━━━━━ Data shown ━━━━━
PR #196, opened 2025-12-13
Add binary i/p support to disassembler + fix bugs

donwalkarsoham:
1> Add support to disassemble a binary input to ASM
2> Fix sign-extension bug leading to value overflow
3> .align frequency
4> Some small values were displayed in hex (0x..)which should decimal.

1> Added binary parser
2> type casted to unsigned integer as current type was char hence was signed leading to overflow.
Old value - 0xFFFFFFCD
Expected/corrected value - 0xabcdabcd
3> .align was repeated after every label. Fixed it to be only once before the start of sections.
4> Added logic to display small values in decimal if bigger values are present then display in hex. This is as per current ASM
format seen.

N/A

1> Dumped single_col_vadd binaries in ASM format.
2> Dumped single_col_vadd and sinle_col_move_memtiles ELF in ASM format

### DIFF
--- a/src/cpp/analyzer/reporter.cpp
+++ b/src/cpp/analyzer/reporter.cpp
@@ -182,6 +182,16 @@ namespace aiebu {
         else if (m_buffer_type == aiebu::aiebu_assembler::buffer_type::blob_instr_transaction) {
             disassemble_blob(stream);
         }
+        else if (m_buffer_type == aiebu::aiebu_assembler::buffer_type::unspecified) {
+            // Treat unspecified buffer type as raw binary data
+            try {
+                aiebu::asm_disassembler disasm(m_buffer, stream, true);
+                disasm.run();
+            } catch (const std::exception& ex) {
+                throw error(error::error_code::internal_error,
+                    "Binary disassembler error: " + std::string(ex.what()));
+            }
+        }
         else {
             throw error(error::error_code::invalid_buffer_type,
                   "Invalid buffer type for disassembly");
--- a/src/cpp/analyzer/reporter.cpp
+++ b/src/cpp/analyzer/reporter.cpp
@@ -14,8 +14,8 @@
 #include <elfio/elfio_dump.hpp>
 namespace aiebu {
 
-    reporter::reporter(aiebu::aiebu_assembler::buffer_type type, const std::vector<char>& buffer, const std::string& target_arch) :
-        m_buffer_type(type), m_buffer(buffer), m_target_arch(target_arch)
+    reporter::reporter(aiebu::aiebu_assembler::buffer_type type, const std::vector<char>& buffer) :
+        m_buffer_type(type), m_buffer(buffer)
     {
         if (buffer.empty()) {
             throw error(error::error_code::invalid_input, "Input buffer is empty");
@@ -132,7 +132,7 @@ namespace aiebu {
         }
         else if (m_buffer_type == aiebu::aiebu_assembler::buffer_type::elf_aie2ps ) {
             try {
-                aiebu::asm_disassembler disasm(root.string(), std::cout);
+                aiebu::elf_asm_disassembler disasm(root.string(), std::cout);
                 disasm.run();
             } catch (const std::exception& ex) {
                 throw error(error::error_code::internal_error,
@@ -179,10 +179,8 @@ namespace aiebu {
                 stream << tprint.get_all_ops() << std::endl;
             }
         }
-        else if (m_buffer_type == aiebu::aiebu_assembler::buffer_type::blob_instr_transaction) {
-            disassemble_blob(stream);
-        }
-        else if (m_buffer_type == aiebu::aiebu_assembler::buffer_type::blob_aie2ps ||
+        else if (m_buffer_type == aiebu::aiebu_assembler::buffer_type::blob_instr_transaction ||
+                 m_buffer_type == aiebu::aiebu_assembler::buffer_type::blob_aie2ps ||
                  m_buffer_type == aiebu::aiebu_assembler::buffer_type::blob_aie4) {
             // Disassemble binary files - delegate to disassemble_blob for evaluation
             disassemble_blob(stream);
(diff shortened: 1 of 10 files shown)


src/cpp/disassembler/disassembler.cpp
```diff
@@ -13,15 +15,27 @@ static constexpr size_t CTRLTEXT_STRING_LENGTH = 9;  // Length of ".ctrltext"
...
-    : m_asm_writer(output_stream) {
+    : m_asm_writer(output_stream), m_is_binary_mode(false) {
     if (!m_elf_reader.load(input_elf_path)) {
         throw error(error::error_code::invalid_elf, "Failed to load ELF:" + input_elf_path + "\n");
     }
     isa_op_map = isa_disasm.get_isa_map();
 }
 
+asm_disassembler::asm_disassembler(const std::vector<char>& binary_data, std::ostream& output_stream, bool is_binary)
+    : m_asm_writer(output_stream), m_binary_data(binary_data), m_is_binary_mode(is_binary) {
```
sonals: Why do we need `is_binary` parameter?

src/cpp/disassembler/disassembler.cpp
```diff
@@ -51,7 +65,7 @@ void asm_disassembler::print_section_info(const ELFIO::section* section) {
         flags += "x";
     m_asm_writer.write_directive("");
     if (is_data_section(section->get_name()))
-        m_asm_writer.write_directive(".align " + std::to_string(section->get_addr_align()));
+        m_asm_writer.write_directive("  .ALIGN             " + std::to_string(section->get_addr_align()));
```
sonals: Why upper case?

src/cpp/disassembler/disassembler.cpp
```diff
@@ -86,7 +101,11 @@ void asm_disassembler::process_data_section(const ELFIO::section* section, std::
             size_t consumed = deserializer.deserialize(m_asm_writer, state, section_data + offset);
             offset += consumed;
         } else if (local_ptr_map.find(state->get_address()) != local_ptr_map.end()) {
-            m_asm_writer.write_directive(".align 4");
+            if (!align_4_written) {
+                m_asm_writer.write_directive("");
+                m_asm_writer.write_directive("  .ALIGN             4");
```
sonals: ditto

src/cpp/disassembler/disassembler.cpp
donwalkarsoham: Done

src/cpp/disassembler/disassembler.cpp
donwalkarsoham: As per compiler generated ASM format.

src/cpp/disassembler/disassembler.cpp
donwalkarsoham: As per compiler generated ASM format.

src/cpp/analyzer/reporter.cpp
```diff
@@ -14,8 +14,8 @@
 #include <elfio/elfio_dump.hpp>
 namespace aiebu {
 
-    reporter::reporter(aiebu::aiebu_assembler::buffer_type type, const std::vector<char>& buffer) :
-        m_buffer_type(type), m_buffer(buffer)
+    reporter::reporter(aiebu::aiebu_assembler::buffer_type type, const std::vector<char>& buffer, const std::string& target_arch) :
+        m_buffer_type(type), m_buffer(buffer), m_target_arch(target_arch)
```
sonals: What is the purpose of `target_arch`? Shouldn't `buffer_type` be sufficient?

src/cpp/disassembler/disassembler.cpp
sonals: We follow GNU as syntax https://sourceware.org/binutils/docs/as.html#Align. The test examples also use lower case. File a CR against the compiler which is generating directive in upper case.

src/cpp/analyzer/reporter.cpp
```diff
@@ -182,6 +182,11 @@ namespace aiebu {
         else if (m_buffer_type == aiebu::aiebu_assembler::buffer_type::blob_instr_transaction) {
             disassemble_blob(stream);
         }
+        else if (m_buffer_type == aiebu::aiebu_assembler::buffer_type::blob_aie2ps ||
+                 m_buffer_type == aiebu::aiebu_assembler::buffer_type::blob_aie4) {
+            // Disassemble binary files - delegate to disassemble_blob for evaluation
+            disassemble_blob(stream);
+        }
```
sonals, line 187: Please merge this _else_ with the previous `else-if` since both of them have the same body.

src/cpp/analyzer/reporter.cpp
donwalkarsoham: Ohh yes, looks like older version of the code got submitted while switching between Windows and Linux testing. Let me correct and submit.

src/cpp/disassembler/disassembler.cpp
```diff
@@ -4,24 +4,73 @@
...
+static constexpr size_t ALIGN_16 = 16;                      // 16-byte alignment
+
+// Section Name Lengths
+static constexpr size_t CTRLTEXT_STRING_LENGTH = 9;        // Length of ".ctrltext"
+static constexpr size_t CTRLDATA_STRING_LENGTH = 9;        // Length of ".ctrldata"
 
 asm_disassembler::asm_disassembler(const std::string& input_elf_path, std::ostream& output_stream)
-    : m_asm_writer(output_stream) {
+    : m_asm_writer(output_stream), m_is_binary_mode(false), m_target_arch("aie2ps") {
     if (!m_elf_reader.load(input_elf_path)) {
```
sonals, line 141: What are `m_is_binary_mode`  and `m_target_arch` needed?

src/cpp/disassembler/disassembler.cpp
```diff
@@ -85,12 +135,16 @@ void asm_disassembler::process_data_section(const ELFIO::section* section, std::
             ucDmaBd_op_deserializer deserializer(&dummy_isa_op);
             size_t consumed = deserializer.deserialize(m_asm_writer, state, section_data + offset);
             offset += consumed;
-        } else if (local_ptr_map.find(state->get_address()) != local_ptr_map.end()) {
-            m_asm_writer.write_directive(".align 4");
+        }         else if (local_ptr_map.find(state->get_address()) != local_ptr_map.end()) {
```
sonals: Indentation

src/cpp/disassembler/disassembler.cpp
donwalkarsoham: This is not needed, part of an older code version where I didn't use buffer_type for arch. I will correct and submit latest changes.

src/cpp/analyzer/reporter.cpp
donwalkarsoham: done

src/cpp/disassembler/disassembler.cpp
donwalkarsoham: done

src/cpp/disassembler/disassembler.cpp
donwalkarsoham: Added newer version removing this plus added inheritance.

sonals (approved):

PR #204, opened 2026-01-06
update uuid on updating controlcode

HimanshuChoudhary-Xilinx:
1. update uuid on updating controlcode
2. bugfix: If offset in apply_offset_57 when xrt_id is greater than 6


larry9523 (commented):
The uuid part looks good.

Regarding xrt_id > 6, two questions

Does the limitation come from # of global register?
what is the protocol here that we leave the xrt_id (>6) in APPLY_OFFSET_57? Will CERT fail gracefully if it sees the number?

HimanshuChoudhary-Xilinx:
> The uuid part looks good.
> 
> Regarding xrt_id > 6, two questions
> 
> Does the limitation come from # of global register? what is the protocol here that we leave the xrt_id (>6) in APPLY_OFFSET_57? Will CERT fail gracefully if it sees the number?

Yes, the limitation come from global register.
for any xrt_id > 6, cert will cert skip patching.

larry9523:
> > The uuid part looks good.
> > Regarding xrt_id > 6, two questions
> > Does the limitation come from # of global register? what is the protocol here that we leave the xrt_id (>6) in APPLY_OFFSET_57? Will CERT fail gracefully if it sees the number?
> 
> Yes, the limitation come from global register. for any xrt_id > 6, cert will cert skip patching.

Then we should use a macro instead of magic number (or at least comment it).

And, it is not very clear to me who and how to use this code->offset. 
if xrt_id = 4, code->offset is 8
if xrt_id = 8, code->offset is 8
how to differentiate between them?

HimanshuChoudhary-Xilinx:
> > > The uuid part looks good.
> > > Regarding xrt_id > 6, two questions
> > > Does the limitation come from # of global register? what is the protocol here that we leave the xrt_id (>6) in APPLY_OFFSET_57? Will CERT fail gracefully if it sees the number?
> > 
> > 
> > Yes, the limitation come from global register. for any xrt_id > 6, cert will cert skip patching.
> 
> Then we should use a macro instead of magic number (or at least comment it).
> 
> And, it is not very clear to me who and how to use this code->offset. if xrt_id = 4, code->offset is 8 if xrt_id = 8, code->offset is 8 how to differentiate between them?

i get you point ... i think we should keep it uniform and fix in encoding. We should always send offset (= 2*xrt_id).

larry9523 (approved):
━━━━━
▶ [What to produce]
The answer should consist of the lines from the first line of the entries through the line with "1> Added binary parser", copied exactly.

▶ [Task response]
PR #196, opened 2025-12-13
Add binary i/p support to disassembler + fix bugs

donwalkarsoham:
1> Add support to disassemble a binary input to ASM
2> Fix sign-extension bug leading to value overflow
3> .align frequency
4> Some small values were displayed in hex (0x..)which should decimal.

1> Added binary parser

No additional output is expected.